» Goal of the exercise:
Your task is to work out how many lines in the data that follows hold "case" and to state that number alone.

Data items
━━━━━━━━━━━━━━━━━━━━

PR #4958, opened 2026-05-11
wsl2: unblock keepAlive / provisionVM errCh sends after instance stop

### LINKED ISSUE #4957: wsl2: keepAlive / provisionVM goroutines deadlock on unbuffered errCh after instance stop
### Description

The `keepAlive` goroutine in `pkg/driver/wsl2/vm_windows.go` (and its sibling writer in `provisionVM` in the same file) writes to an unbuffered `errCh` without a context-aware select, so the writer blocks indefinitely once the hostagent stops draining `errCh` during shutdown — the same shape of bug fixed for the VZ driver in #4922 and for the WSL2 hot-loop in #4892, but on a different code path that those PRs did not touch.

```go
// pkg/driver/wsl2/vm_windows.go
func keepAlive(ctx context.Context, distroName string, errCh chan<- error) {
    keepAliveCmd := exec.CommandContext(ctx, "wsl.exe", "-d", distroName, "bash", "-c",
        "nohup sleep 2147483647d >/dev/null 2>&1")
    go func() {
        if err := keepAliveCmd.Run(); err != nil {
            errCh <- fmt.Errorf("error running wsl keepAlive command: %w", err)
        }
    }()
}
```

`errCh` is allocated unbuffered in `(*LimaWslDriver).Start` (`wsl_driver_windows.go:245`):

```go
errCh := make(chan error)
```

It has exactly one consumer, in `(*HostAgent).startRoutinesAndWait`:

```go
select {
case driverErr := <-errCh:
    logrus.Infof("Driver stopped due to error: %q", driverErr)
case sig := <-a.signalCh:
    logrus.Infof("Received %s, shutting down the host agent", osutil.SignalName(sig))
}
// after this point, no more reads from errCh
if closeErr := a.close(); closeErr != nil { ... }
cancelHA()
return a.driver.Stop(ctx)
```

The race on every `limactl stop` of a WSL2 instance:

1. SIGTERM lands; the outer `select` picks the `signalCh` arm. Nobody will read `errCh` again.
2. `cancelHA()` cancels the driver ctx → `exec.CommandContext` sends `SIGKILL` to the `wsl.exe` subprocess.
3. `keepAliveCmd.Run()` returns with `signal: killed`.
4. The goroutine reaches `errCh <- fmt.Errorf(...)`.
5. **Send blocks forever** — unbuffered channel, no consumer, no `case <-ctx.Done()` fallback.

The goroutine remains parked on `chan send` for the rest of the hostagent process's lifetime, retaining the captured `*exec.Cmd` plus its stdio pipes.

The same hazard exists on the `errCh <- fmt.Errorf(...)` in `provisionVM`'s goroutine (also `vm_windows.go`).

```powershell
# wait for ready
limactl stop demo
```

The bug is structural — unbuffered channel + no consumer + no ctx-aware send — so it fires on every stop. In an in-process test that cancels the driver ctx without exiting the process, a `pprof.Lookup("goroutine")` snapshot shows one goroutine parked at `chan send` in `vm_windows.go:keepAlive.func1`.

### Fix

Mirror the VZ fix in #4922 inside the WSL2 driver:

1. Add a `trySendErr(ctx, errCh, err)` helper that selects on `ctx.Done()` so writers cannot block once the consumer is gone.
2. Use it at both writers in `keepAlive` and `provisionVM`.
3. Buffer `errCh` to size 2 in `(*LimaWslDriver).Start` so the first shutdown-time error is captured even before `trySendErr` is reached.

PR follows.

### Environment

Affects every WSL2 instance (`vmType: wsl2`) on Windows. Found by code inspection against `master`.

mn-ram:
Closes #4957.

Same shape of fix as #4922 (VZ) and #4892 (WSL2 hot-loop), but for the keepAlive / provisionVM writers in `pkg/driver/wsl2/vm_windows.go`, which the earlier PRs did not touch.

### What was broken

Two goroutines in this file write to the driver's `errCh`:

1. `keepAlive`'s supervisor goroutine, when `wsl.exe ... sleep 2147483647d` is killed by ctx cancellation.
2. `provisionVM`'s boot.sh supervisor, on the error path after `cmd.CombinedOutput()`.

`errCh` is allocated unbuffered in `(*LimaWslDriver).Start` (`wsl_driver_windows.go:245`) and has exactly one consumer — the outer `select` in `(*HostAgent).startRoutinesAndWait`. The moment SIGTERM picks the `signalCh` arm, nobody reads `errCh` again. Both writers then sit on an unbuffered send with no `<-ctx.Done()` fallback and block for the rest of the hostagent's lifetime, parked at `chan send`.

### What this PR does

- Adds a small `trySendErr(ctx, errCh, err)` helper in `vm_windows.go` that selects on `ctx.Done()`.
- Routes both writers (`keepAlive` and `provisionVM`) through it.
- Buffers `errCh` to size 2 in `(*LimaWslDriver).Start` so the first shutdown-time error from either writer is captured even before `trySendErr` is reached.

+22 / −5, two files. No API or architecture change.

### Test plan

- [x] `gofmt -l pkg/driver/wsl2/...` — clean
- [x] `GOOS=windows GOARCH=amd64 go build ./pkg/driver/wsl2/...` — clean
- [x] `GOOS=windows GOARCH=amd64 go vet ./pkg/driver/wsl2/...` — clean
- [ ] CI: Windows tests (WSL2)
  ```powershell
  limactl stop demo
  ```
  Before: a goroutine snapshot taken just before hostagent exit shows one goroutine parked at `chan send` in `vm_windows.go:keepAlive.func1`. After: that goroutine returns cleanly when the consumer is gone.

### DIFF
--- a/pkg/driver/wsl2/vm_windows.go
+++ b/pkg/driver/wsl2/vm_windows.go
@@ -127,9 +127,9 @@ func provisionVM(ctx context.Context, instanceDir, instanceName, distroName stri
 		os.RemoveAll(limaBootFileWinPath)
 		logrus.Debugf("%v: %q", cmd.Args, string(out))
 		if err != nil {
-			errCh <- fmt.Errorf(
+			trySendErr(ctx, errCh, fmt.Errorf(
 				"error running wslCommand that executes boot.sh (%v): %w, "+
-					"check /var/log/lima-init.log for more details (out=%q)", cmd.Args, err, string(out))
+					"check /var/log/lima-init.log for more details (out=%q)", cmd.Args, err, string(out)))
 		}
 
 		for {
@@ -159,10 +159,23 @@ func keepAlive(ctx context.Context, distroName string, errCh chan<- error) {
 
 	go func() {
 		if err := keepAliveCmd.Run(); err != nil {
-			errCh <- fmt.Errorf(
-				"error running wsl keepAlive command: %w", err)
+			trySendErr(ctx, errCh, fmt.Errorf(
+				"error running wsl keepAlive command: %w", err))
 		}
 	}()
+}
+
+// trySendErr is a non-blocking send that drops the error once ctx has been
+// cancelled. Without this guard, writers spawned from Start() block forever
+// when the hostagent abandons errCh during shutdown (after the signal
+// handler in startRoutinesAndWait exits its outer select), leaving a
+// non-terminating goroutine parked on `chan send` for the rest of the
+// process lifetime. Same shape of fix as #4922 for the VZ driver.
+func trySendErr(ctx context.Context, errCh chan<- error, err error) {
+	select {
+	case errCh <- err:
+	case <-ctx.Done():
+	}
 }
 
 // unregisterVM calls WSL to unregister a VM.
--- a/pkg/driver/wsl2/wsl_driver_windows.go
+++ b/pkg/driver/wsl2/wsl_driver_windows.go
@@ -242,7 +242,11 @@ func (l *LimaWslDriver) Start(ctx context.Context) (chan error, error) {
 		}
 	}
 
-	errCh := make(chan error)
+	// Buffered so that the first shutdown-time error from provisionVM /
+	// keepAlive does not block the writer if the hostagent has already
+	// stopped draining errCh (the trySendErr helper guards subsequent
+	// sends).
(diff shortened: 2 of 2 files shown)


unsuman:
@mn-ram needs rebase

━━━━━━━━━━━━━━━━━━━━

» Solution to this exercise:
5